(Data provided begins)

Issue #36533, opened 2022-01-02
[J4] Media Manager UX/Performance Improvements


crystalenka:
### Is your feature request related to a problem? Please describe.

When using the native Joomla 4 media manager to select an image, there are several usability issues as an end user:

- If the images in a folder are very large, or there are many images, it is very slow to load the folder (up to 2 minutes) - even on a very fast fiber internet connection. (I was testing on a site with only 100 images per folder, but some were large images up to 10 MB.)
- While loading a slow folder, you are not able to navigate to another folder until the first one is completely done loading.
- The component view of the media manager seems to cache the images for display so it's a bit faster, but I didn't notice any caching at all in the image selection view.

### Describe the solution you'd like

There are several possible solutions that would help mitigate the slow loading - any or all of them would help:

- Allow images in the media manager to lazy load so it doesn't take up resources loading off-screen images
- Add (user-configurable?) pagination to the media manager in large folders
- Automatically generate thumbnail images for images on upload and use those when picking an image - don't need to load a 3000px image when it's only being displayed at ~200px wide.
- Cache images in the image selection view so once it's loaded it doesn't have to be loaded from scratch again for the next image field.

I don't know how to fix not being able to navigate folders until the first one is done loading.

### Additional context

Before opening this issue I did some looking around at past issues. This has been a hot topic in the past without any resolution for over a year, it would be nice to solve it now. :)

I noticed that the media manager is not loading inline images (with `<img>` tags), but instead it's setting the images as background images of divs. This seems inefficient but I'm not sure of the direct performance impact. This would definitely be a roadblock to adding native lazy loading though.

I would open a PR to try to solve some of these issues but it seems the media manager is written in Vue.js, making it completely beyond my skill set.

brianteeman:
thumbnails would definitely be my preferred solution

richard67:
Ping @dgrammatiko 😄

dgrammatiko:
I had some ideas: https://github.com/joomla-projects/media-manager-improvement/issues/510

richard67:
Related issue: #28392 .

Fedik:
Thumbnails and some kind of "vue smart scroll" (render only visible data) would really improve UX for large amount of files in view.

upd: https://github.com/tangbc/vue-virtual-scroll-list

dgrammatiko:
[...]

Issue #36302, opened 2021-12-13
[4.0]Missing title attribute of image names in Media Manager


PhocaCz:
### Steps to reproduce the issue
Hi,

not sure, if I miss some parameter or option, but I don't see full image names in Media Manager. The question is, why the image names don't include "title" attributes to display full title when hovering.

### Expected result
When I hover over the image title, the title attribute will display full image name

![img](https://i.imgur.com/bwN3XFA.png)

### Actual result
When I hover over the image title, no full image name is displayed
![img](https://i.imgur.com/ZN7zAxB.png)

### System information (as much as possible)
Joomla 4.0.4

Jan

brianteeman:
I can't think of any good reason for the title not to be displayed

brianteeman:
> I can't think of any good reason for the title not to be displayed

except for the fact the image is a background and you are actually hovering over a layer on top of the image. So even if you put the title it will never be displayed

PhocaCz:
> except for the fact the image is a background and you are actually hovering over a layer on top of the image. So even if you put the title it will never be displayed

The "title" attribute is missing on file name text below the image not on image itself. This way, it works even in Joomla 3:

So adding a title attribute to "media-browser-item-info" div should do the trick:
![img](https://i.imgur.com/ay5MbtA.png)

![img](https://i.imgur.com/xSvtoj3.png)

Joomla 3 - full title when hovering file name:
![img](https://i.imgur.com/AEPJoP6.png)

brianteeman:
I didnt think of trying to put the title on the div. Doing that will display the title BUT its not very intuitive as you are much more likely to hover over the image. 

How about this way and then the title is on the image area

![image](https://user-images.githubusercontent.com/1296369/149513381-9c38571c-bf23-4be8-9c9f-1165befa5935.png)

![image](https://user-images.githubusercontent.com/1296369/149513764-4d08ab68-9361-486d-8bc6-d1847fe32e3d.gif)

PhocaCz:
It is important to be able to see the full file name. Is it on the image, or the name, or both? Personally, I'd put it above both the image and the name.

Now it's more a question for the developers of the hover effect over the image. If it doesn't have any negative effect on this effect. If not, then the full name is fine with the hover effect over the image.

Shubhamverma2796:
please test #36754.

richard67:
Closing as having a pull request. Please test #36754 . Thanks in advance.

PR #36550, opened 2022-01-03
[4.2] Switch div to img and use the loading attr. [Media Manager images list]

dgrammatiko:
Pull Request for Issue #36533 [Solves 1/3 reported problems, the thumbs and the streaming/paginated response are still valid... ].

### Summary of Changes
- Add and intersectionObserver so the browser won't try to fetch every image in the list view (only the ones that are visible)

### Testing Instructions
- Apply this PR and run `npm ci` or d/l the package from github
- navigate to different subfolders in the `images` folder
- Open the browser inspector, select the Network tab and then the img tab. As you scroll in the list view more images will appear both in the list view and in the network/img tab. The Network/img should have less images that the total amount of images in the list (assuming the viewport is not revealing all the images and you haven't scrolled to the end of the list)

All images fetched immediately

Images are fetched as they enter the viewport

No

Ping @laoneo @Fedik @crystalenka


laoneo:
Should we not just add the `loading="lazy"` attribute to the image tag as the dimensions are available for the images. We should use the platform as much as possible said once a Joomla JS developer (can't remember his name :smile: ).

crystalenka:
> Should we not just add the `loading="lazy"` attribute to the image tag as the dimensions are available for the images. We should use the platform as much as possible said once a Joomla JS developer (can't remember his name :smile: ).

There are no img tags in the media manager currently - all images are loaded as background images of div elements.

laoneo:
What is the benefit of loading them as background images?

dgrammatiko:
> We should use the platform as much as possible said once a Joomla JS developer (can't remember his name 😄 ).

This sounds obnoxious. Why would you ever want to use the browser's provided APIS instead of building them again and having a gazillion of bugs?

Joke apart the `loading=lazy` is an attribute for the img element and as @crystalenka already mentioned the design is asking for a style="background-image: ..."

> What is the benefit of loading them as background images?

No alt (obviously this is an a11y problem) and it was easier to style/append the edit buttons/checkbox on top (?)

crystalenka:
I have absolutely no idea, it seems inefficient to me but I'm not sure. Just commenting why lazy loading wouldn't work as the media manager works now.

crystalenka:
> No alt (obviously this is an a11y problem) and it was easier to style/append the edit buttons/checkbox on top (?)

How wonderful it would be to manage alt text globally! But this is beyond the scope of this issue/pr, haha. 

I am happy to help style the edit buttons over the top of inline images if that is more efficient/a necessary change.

(Data provided ends)

### [About this task]
In the listing above, find the line with "Related issue: #28392 ." and the line with "### Actual result", then reproduce both and every line between them exactly.

### [Final answer]
Related issue: #28392 .

Fedik:
Thumbnails and some kind of "vue smart scroll" (render only visible data) would really improve UX for large amount of files in view.

upd: https://github.com/tangbc/vue-virtual-scroll-list

dgrammatiko:
[...]

Issue #36302, opened 2021-12-13
[4.0]Missing title attribute of image names in Media Manager


PhocaCz:
### Steps to reproduce the issue
Hi,

not sure, if I miss some parameter or option, but I don't see full image names in Media Manager. The question is, why the image names don't include "title" attributes to display full title when hovering.

### Expected result
When I hover over the image title, the title attribute will display full image name

![img](https://i.imgur.com/bwN3XFA.png)

### Actual result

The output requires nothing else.